RECORD EXCERPTS section start
PR #119, opened 2026-06-03
Fix one-shot winget installer reliability

amilandi:
## Summary

Fixes several reliability issues with the one-shot winget installer (ootstrap.ps1 → Install-EssAdk.ps1) discovered during real-world testing on clean machines and PS 5.1.

### Bug fixes
- **Fix Test-Path '' crash on PS 5.1**: PowerShell 5.1's `-or` does not short-circuit, so `Test-Path ''` throws a parameter binding error when `` is empty (pre-clone scenario). Fixed by using `-and` which does short-circuit.
- **Fix pip dependency list**: Added all required packages (google-adk, zure-identity, etc.) so that `/setup` works without needing to re-install manually.

### Improvements
- **Elapsed-time progress indicator**: Replaced the broken runspace-based spinner (doesn't work in ScriptBlock::Create context) with a simple elapsed-time display (e.g., `[12s] installing Python 3.12 ...`) that works in both PS 5.1 and PS 7.
- **Deferred pip install**: When Python is freshly installed and `requirements.txt` isn't available yet (pre-clone), pip install is deferred until after the repo is cloned.
- **Simplified README**: Removed execution-policy notes (bootstrap handles it), streamlined instructions.

## Testing

Tested on Windows 11 with:
- Clean machine (Python, VS Code uninstalled) — full install flow
- Already-installed machine — skip/verify flow
- PowerShell 5.1 and PowerShell 7


setup/bootstrap.ps1
```diff
@@ -57,7 +57,13 @@ foreach ($f in $files) {
 }
 
 $installer = Join-Path $tempDir 'Install-EssAdk.ps1'
+
+# Run the installer in-memory (as a script block) so execution policy never
+# applies — the script content is never "executed from disk".
+$scriptContent = Get-Content $installer -Raw
+$scriptBlock = [ScriptBlock]::Create($scriptContent)
+
```
nehaoss, line 65: Nice approach - `[ScriptBlock]::Create()` sidesteps execution policy cleanly since it's treated as in-memory code, not a disk-based script. I verified there are no other `$PSScriptRoot` or `$MyInvocation` references in the installer beyond the two you've guarded - good coverage.

setup/Install-EssAdk.ps1
```diff
@@ -228,8 +228,8 @@ if (-not $wingetAvailable) {
     # Declarative path - requires `winget configure --enable` (one-time opt-in
     # that pulls DSC modules from the Microsoft Store). Provided for IT shops
     # that prefer the auditable YAML manifest.
-    $configFile = Join-Path $PSScriptRoot 'ess-adk-setup.winget.yaml'
-    if (-not (Test-Path $configFile)) {
+    $configFile = if ($PSScriptRoot) { Join-Path $PSScriptRoot 'ess-adk-setup.winget.yaml' } else { '' }
```
nehaoss, line 251: When `$PSScriptRoot` is empty (ScriptBlock invocation), this throws `Configuration file not found: ` with a blank path, which is confusing. Consider making the message more actionable for the empty-path case, e.g.: `Cannot locate winget config - $PSScriptRoot is empty. -UseDsc requires running Install-EssAdk.ps1 directly from disk, not via bootstrap.`

This tells the user *why* it failed and what to do about it.

setup/Install-EssAdk.ps1
```diff
@@ -304,8 +304,12 @@ if (-not $pythonExe) {
     $deferPip = $false
 } else {
     Write-Ok "Using Python: $pythonExe"
-    $requirementsFile = Join-Path $PSScriptRoot '..\solutions\ess-maker-skills\scripts\requirements.txt'
-    if (-not (Test-Path $requirementsFile)) {
+    if ($PSScriptRoot) {
```
nehaoss, line 329: The fallback logic here is good - when `$PSScriptRoot` is empty, `$deferPip` is set to `true` and pip install is retried after clone. This is correct since the bootstrap flow always clones the repo downstream.

.devcontainer/devcontainer.json
```diff
@@ -0,0 +1,25 @@
+{
+  "name": "ESS Maker Kit",
+  "image": "mcr.microsoft.com/devcontainers/python:3.12",
+
+  "workspaceFolder": "/workspaces/Employee-Self-Service-Agent-Developer-Kit/solutions/ess-maker-skills",
+
+  "postCreateCommand": "pip install --quiet --disable-pip-version-check -r /workspaces/Employee-Self-Service-Agent-Developer-Kit/solutions/ess-maker-skills/scripts/requirements.txt && echo '' && echo '=== ESS Maker Kit ready! ===' && echo 'Open File > Open Folder and select solutions/ess-maker-skills, then run /setup in Copilot Chat.' && echo ''",
```
nehaoss, line 8: Two suggestions:

1. **Readability**: This is a long inline command. Consider extracting to a shell script (e.g. `setup/codespace-setup.sh`) for easier maintenance.

2. **Hardcoded repo name**: The path `/workspaces/Employee-Self-Service-Agent-Developer-Kit` is hardcoded here and in `workspaceFolder`. If someone forks the repo under a different name, this breaks silently.

setup/README.md
```diff
@@ -1,22 +1,27 @@
...
+For users who prefer a cloud-based development environment — no local toolchain or VS Code desktop install required. Just a browser and a GitHub account:
 
-...and they land in VS Code at `solutions/ess-maker-skills/` with everything wired up except the final Dataverse auth step (`/setup` in Copilot Chat).
+👉 [**Create Codespace**](https://github.com/codespaces/new?repo=microsoft/Employee-Self-Service-Agent-Developer-Kit&ref=main&devcontainer_path=.devcontainer%2Fdevcontainer.json)
 
-> **GitHub Copilot subscription is still required** for the in-editor maker experience. This script installs the toolchain and extension scaffolding; it does not (and cannot) grant the Copilot entitlement.
+The Codespace comes pre-configured with Python 3.12, pip dependencies, and GitHub Copilot. Select the **2-core** machine type (sufficient for the maker kit). Once it starts:
+
+1. Open the `solutions/ess-maker-skills` folder (File → Open Folder → `/workspaces/Employee-Self-Service-Agent-Developer-Kit/solutions/ess-maker-skills`)
+2. Run `/setup` in Copilot Chat to connect your Dataverse environment
```
nehaoss, line 24: The `devcontainer.json` already sets `workspaceFolder` to `solutions/ess-maker-skills`, so the Codespace should open in the right folder automatically. If that's the case, step 1 here (Open Folder) is unnecessary and could confuse users. Consider simplifying to just: 'Once it starts, run /setup in Copilot Chat to connect your Dataverse environment.'

nehaoss (commented):
## Overall Assessment

Solid fix for the execution policy issue. The `[ScriptBlock]::Create()` approach is the right pattern - it avoids execution policy entirely without requiring `-ExecutionPolicy Bypass` in a child process, which as noted can be overridden by GPO. The `$PSScriptRoot` null guards in the installer are a necessary follow-up that's easy to miss.

A few suggestions inline, mostly around error messages and the devcontainer config. The core fix is sound.

setup/README.md
amilandi: that code in devcontainer.json was not working to set the workspace. removed the broken code

nehaoss (dismissed):

.devcontainer/devcontainer.json
```diff
@@ -0,0 +1,23 @@
+{
+  "name": "ESS Maker Kit",
```
avneeshraiusit, line 2: devcontainer.json is unintended in this PR I assume given its part of PR: https://github.com/microsoft/Employee-Self-Service-Agent-Developer-Kit/pull/118

avneeshraiusit (changes requested):

.devcontainer/devcontainer.json
amilandi: fixed.

avneeshraiusit (approved):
RECORD EXCERPTS section end
Whenever the string "https" turns up in a line above, copy that line out.

+👉 [**Create Codespace**](https://github.com/codespaces/new?repo=microsoft/Employee-Self-Service-Agent-Developer-Kit&ref=main&devcontainer_path=.devcontainer%2Fdevcontainer.json)
avneeshraiusit, line 2: devcontainer.json is unintended in this PR I assume given its part of PR: https://github.com/microsoft/Employee-Self-Service-Agent-Developer-Kit/pull/118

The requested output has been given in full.